Saved data entries:
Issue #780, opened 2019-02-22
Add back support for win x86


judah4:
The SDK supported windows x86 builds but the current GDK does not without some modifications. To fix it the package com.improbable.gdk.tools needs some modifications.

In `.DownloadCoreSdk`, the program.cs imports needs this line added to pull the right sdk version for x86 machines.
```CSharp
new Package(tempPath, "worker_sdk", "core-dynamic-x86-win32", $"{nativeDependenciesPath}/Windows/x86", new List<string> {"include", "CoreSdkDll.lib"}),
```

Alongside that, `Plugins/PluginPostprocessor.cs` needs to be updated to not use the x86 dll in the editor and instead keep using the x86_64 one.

TASK TO CARRY OUT: Set down every entry exactly as it appears.

SOLVED PROBLEM:
Issue #780, opened 2019-02-22
Add back support for win x86


judah4:
The SDK supported windows x86 builds but the current GDK does not without some modifications. To fix it the package com.improbable.gdk.tools needs some modifications.

In `.DownloadCoreSdk`, the program.cs imports needs this line added to pull the right sdk version for x86 machines.
```CSharp
new Package(tempPath, "worker_sdk", "core-dynamic-x86-win32", $"{nativeDependenciesPath}/Windows/x86", new List<string> {"include", "CoreSdkDll.lib"}),
```

Alongside that, `Plugins/PluginPostprocessor.cs` needs to be updated to not use the x86 dll in the editor and instead keep using the x86_64 one.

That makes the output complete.